## Try it
Take the lines below beginning at the line that has "I think this" and stopping after the line that has "if out_der_data.is_null() ||", and print them exactly as they are, with no other lines.

Stored data:
^^^^^^^^

PR #256, opened 2022-04-13
Avoid creating references to out params

### LINKED ISSUE #245: Possible undefined behavior in out parameter handling
A lot of our functions take out parameters, e.g.:

```c
rustls_result rustls_connection_read(struct rustls_connection *conn,
                                     uint8_t *buf,
                                     size_t count,
                                     size_t *out_n);
```

The implementation is usually like:

```rust
            let out_n: &mut size_t = try_mut_from_ptr!(out_n);
            ...
            *out_n = n_read;
```

I think this creates undefined behavior if the caller passes a pointer to an uninitialized size_t, since we're then creating a reference to uninitialized memory. It would be better to keep out_n as a raw pointer, do the null check at the top of the function, and then dereference it in an `unsafe` block at the end of the function.

Another possibility would be to define an `OutParam` wrapper type, something like:

```rust
#[repr(transparent)]
struct OutParam<T> {
  inner: NonNull<MaybeUninit<T>>
}

impl<T> OutParam<T> {
  fn from_ptr(p: *mut T) -> Option<Self> {...}
  fn write(T) { ... }
}
```

That would allow us to use the type system to ensure we've checked for null at the top. And would also allow us, on the Rust side, to clearly mark out parameters (though they are already marked rather clearly by `*mut` and occurring at the end of a function signature).

jsha:
Creating a reference to uninitialized memory is undefined behavior. Callers of this library are likely to pass pointers to uninitialized memory as out params. We should support that by not turning out params into references.

Instead, keep them as raw pointers and use an unsafe block where we actually write the param.

Fixes #245

### DIFF
--- a/src/cipher.rs
+++ b/src/cipher.rs
@@ -47,8 +47,9 @@ impl rustls_certificate {
     ) -> rustls_result {
         ffi_panic_boundary! {
             let cert = try_ref_from_ptr!(cert);
-            if out_der_data.is_null() { return NullParameter }
-            if out_der_len.is_null() { return NullParameter }
+            if out_der_data.is_null() || out_der_len.is_null() {
+                return NullParameter
+            }
             let der = cert.as_ref();
             unsafe {
                 *out_der_data = der.as_ptr();
--- a/src/cipher.rs
+++ b/src/cipher.rs
@@ -16,8 +16,8 @@ use rustls_pemfile::{certs, pkcs8_private_keys, rsa_private_keys};
 use crate::error::rustls_result;
 use crate::rslice::{rustls_slice_bytes, rustls_str};
 use crate::{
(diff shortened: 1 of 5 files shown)


jsha:
@tgeoghegan @djc if either of you is available to review this, I'd appreciate it. Thanks!

jsha:
I updated the issue with some related links: https://github.com/rustls/rustls-ffi/issues/245#issuecomment-1101712972. In particular, Miri can't catch this problem. From the [Miri README](https://github.com/rust-lang/miri#miri):

> In particular, Miri does currently not check that integers/floats are initialized or that references point to valid data.

djc:
This looks reasonable to me (though I haven't reviewed the unsafe invariants in depth).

^^^^^^^^

## Answer space
I think this creates undefined behavior if the caller passes a pointer to an uninitialized size_t, since we're then creating a reference to uninitialized memory. It would be better to keep out_n as a raw pointer, do the null check at the top of the function, and then dereference it in an `unsafe` block at the end of the function.

Another possibility would be to define an `OutParam` wrapper type, something like:

```rust
#[repr(transparent)]
struct OutParam<T> {
  inner: NonNull<MaybeUninit<T>>
}

impl<T> OutParam<T> {
  fn from_ptr(p: *mut T) -> Option<Self> {...}
  fn write(T) { ... }
}
```

That would allow us to use the type system to ensure we've checked for null at the top. And would also allow us, on the Rust side, to clearly mark out parameters (though they are already marked rather clearly by `*mut` and occurring at the end of a function signature).

jsha:
Creating a reference to uninitialized memory is undefined behavior. Callers of this library are likely to pass pointers to uninitialized memory as out params. We should support that by not turning out params into references.

Instead, keep them as raw pointers and use an unsafe block where we actually write the param.

Fixes #245

### DIFF
--- a/src/cipher.rs
+++ b/src/cipher.rs
@@ -47,8 +47,9 @@ impl rustls_certificate {
     ) -> rustls_result {
         ffi_panic_boundary! {
             let cert = try_ref_from_ptr!(cert);
-            if out_der_data.is_null() { return NullParameter }
-            if out_der_len.is_null() { return NullParameter }
+            if out_der_data.is_null() || out_der_len.is_null() {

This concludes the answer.